- _Your instructions_: Give the records again in full, exactly as they are.

[[ Material provided, beginning ]]

PR #2861, opened 2025-07-22
docs: part 1 - fix warnings in documentation generation

kelbrown20:
**Description**
This PR removes some of the warnings when uv builds the docs
- Errors appear when generating docs about .md files not appearing in toctree. ~~Adding content to the `providers-gen.py ` file that adds `--- orphan: true ---` to to each file.~~. Added a toctree generator to the `providers-gen.py` file, this gets rid of the errors in the builds. 
- Deletes the `_openai_compat` files, extension of PR #2849
- Adds the `files` APIs section to the `providers` toctree on the index page
- Manually adds the `--- orphan: true ---` to the advanced apis. Ill try to find a way to modify the providers code gen so it automatically adds it, but this fixes the errors. 
- Adds the `testing.md` to the `contributing` toctree
- Adds `starting_llama_stack_server.md` to `distributions` toctree

There are some other warnings im still looking at but this PR gets rid of most of the toctree errors
Theres also an issue with the actual distribution-codegen that I can investigate in another PR. Opened a bug for it here #2873


franciscojavierarceo:
>Errors appear when generating docs about .md files not appearing in toctree.

Should those files appear in the toctree?

kelbrown20:
@franciscojavierarceo So what was happening is I can add the .md files to a toctree, but it renders to be on the nav bar. I can still change it to have it on the nav bar, but I thought it looked really excessive since there are a bunch of Inference API providers and it will only grow. If I added them to the toctree, it would render like this. 

Screenshot 2025-07-23 at 1 20 50 PM

And it would be like this for every API provider, and I thought its looked like too much. 

The way I did it in this PR, maintains the current nav bar experience and gets rid of the warnings. The `orphan: true` pretty much means that this file is not in a toctree, but its okay that its not.

franciscojavierarceo:
just my opinion but I actually think it's probably a good thing that users can see the available inference providers in the navbar/sidebar.

leseb (approved):
Thanks @kelbrown20 !

kelbrown20:
Thats a fair point! I thought it looked like a lot on its own, but I think I have an idea on a way to keep it in the nav but make it a bit more consumable to a reader. 
Im going to put this PR back into draft so it doesn't get merged while I update it for a new format i'm thinking of.

kelbrown20:
Just did some testing with formatting. It was a bit tricky to get this exactly right with the provider generation, but id love some feedback on this new format. Not sure who to @ for that

Screenshot 2025-07-29 at 3 35 27 PM

This also gets rid of the build errors 😄 

If we go with this option, I have an idea to populate that overview page with a bit more detailed content, but because the index page is autogenerated, it would take a bit more time and investigation.

franciscojavierarceo:
Looks great @kelbrown20

PR #2869, opened 2025-07-23
fix: cleanup after build_container.sh

derekhiggins:
- rm TEMP_DIR when build_container.sh succeeds
- prevents multiple temp directories with Containerfile being left in /tmp

### DIFF
--- a/llama_stack/distribution/build_container.sh
+++ b/llama_stack/distribution/build_container.sh
@@ -336,7 +336,7 @@ $CONTAINER_BINARY build \
   "$BUILD_CONTEXT_DIR"
 
 # clean up tmp/configs
-rm -f "$BUILD_CONTEXT_DIR/run.yaml"
+rm -rf "$BUILD_CONTEXT_DIR/run.yaml" "$TEMP_DIR"
 set +x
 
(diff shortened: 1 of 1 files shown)


llama_stack/distribution/build_container.sh
```diff
@@ -336,7 +336,7 @@ $CONTAINER_BINARY build \
   "$BUILD_CONTEXT_DIR"
 
 # clean up tmp/configs
-rm -f "$BUILD_CONTEXT_DIR/run.yaml"
+rm -rf "$BUILD_CONTEXT_DIR/run.yaml" "$TEMP_DIR"
```
leseb, line 339: As a followup, or here if you feel like it, we really need a "trap" on ERR to cleanup these files ;)

derekhiggins: I was thinking it might be useful to keep them around on ERR ? But happy to remove them if it makes sense

leseb: I always get annoyed by those files lingering around after a failure...

ashwinb (approved):

PR #2882, opened 2025-07-24
chore: Enabling Integration tests for Weaviate

franciscojavierarceo:
# What does this PR do?

This PR (1) enables the files API for Weaviate and (2) enables integration tests for Weaviate, which adds a docker container to the github action.

This PR also handles a couple of edge cases for in creating the collection and ensuring the tests all pass.

## Test Plan
CI enabled


llama_stack/providers/remote/vector_io/weaviate/weaviate.py
```diff
@@ -140,42 +165,53 @@ def __init__(
...
-        client = weaviate.connect_to_weaviate_cloud(
-            cluster_url=provider_data.weaviate_cluster_url,
-            auth_credentials=Auth.api_key(provider_data.weaviate_api_key),
-        )
+        if self.config.weaviate_cluster_url is None:
+            key = "local_test"
+            client = weaviate.connect_to_local(
+                host=self.config.host,
+                port=self.config.port,
+            )
```
ehhuang: Can we just reuse `weaviate_cluster_url` for this?

llama_stack/providers/remote/vector_io/weaviate/weaviate.py
```diff
@@ -140,42 +165,53 @@ def __init__(
...
     async def initialize(self) -> None:
         """Set up KV store and load existing vector DBs and OpenAI vector stores."""
-        # Initialize KV store for metadata
-        self.kvstore = await kvstore_impl(self.config.kvstore)
+        # Initialize KV store for metadata if configured
+        if self.config.kvstore is not None:
+            self.kvstore = await kvstore_impl(self.config.kvstore)
+        else:
+            self.kvstore = None
+            log.info("No kvstore configured, registry will not persist across restarts")
```
ehhuang, line 196: This seems like an easy way for people to lose data inadvertently. Why not just make it required?

llama_stack/providers/remote/vector_io/weaviate/weaviate.py
franciscojavierarceo: updated 👍

llama_stack/providers/remote/vector_io/weaviate/weaviate.py
franciscojavierarceo: I was just following the current convention of not making it required. I agree though.

Since Weaviate is the last provider that we need to add here, how about I make a follow up PR requiring a `kvstore` for *all* providers after the next release?

llama_stack/providers/remote/vector_io/weaviate/weaviate.py
```diff
@@ -141,42 +166,56 @@ def __init__(
...
-
-        key = f"{provider_data.weaviate_cluster_url}::{provider_data.weaviate_api_key}"
-        if key in self.client_cache:
-            return self.client_cache[key]
-
-        client = weaviate.connect_to_weaviate_cloud(
-            cluster_url=provider_data.weaviate_cluster_url,
-            auth_credentials=Auth.api_key(provider_data.weaviate_api_key),
-        )
+        if self.config.weaviate_cluster_url == "localhost:8080":
```
ehhuang: maybe just look for `localhost` to support other ports?

ehhuang (approved):
LG! one minor comment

[[ Material provided, end ]]

- _Result for this task_:
PR #2861, opened 2025-07-22
docs: part 1 - fix warnings in documentation generation

kelbrown20:
**Description**
This PR removes some of the warnings when uv builds the docs
- Errors appear when generating docs about .md files not appearing in toctree. ~~Adding content to the `providers-gen.py ` file that adds `--- orphan: true ---` to to each file.~~. Added a toctree generator to the `providers-gen.py` file, this gets rid of the errors in the builds. 
- Deletes the `_openai_compat` files, extension of PR #2849
- Adds the `files` APIs section to the `providers` toctree on the index page
- Manually adds the `--- orphan: true ---` to the advanced apis. Ill try to find a way to modify the providers code gen so it automatically adds it, but this fixes the errors. 
- Adds the `testing.md` to the `contributing` toctree
- Adds `starting_llama_stack_server.md` to `distributions` toctree

There are some other warnings im still looking at but this PR gets rid of most of the toctree errors
Theres also an issue with the actual distribution-codegen that I can investigate in another PR. Opened a bug for it here #2873


franciscojavierarceo:
>Errors appear when generating docs about .md files not appearing in toctree.

Should those files appear in the toctree?

kelbrown20:
@franciscojavierarceo So what was happening is I can add the .md files to a toctree, but it renders to be on the nav bar. I can still change it to have it on the nav bar, but I thought it looked really excessive since there are a bunch of Inference API providers and it will only grow. If I added them to the toctree, it would render like this. 

Screenshot 2025-07-23 at 1 20 50 PM

And it would be like this for every API provider, and I thought its looked like too much. 

The way I did it in this PR, maintains the current nav bar experience and gets rid of the warnings. The `orphan: true` pretty much means that this file is not in a toctree, but its okay that its not.

franciscojavierarceo:
just my opinion but I actually think it's probably a good thing that users can see the available inference providers in the navbar/sidebar.

leseb (approved):
Thanks @kelbrown20 !

kelbrown20:
Thats a fair point! I thought it looked like a lot on its own, but I think I have an idea on a way to keep it in the nav but make it a bit more consumable to a reader. 
Im going to put this PR back into draft so it doesn't get merged while I update it for a new format i'm thinking of.

kelbrown20:
Just did some testing with formatting. It was a bit tricky to get this exactly right with the provider generation, but id love some feedback on this new format. Not sure who to @ for that

Screenshot 2025-07-29 at 3 35 27 PM

This also gets rid of the build errors 😄 

If we go with this option, I have an idea to populate that overview page with a bit more detailed content, but because the index page is autogenerated, it would take a bit more time and investigation.

franciscojavierarceo:
Looks great @kelbrown20

PR #2869, opened 2025-07-23
fix: cleanup after build_container.sh

derekhiggins:
- rm TEMP_DIR when build_container.sh succeeds
- prevents multiple temp directories with Containerfile being left in /tmp

### DIFF
--- a/llama_stack/distribution/build_container.sh
+++ b/llama_stack/distribution/build_container.sh
@@ -336,7 +336,7 @@ $CONTAINER_BINARY build \
   "$BUILD_CONTEXT_DIR"
 
 # clean up tmp/configs
-rm -f "$BUILD_CONTEXT_DIR/run.yaml"
+rm -rf "$BUILD_CONTEXT_DIR/run.yaml" "$TEMP_DIR"
 set +x
 
(diff shortened: 1 of 1 files shown)


llama_stack/distribution/build_container.sh
```diff
@@ -336,7 +336,7 @@ $CONTAINER_BINARY build \
   "$BUILD_CONTEXT_DIR"
 
 # clean up tmp/configs
-rm -f "$BUILD_CONTEXT_DIR/run.yaml"
+rm -rf "$BUILD_CONTEXT_DIR/run.yaml" "$TEMP_DIR"
```
leseb, line 339: As a followup, or here if you feel like it, we really need a "trap" on ERR to cleanup these files ;)

derekhiggins: I was thinking it might be useful to keep them around on ERR ? But happy to remove them if it makes sense

leseb: I always get annoyed by those files lingering around after a failure...

ashwinb (approved):

PR #2882, opened 2025-07-24
chore: Enabling Integration tests for Weaviate

franciscojavierarceo:
# What does this PR do?

This PR (1) enables the files API for Weaviate and (2) enables integration tests for Weaviate, which adds a docker container to the github action.

This PR also handles a couple of edge cases for in creating the collection and ensuring the tests all pass.

## Test Plan
CI enabled


llama_stack/providers/remote/vector_io/weaviate/weaviate.py
```diff
@@ -140,42 +165,53 @@ def __init__(
...
-        client = weaviate.connect_to_weaviate_cloud(
-            cluster_url=provider_data.weaviate_cluster_url,
-            auth_credentials=Auth.api_key(provider_data.weaviate_api_key),
-        )
+        if self.config.weaviate_cluster_url is None:
+            key = "local_test"
+            client = weaviate.connect_to_local(
+                host=self.config.host,
+                port=self.config.port,
+            )
```
ehhuang: Can we just reuse `weaviate_cluster_url` for this?

llama_stack/providers/remote/vector_io/weaviate/weaviate.py
```diff
@@ -140,42 +165,53 @@ def __init__(
...
     async def initialize(self) -> None:
         """Set up KV store and load existing vector DBs and OpenAI vector stores."""
-        # Initialize KV store for metadata
-        self.kvstore = await kvstore_impl(self.config.kvstore)
+        # Initialize KV store for metadata if configured
+        if self.config.kvstore is not None:
+            self.kvstore = await kvstore_impl(self.config.kvstore)
+        else:
+            self.kvstore = None
+            log.info("No kvstore configured, registry will not persist across restarts")
```
ehhuang, line 196: This seems like an easy way for people to lose data inadvertently. Why not just make it required?

llama_stack/providers/remote/vector_io/weaviate/weaviate.py
franciscojavierarceo: updated 👍

llama_stack/providers/remote/vector_io/weaviate/weaviate.py
franciscojavierarceo: I was just following the current convention of not making it required. I agree though.

Since Weaviate is the last provider that we need to add here, how about I make a follow up PR requiring a `kvstore` for *all* providers after the next release?

llama_stack/providers/remote/vector_io/weaviate/weaviate.py
```diff
@@ -141,42 +166,56 @@ def __init__(
...
-
-        key = f"{provider_data.weaviate_cluster_url}::{provider_data.weaviate_api_key}"
-        if key in self.client_cache:
-            return self.client_cache[key]
-
-        client = weaviate.connect_to_weaviate_cloud(
-            cluster_url=provider_data.weaviate_cluster_url,
-            auth_credentials=Auth.api_key(provider_data.weaviate_api_key),
-        )
+        if self.config.weaviate_cluster_url == "localhost:8080":
```
ehhuang: maybe just look for `localhost` to support other ports?

ehhuang (approved):
LG! one minor comment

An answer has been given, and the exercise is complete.